- _INSTRUCTIONS FOR THE TASK_: Nothing but a number should be given: the count of lines in the listing that include "make".

────────────────

PR #975, opened 2021-08-14
WIP [Same process] Updates to Server-GUI synchronization

chapulina:
Targeted at #793 

## Server-GUI synchronization

Changes:

* `ClientUpdate`: renamed event for clarity, with accompanying documentation
* Removed `GuiRunner`'s update loop when in sameProcess and instead rely on ClientUpdate events
    * I believe these changes are in line with @iche033 's suggestion in https://github.com/ignitionrobotics/ign-gazebo/pull/793#issuecomment-857286602.
    * The problem with keeping the client's loop is that the GUI systems' `Update` may be called at any time. We don't want that because they have access to the same ECM as the server, so GUI systems could be trying to read entities and components while a server system is changing them.

Open issues:

* The client's update is performed in a separate thread that doesn't block the server's loop. This means that GUI systems may be reading from the ECM, while the server is already calling `PreUpdate` on server systems. #racecondition. Some ideas:
    * Emit events for all server updates (`Pre` / `Update` / `Post`). This way, the GUI can hold the `PreUpdate` until its updates end.
    * Treat the `GuiRunner`'s update as one of the `PostUpdates` and add it to the barrier in `SimulationRunner`

* The GUI is not getting sim time (and all `UpdateInfo`) updates when running in the same process, which will make some plugins behave badly.
    * One idea is to pass `UpdateInfo` through the `ClientUpdate` event. And if we're doing that, we might as well also pass the `ECM` and avoid the whole shared ECM logic. This pattern would look closer to our existing APIs.
        * (I know I was the one who suggested the shared ECM in the first place. I hadn't thought we'd be using events back then :innocent: )

* `GuiRunner::UpdatePlugins` calls `ECM::ClearRemovedComponents`. When running in the same process, this should be handled by `SimulationRunner`.

## Sensors - Scene3D synchronization

I'm looking at this next.


ahcorde (changes requested):

chapulina:
Didn't make it into `beta`, can come in a minor release.

chapulina:
This PR has staled, closing. We can still refer to it as needed.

────────────────

- _SOLVED EXERCISE_: 2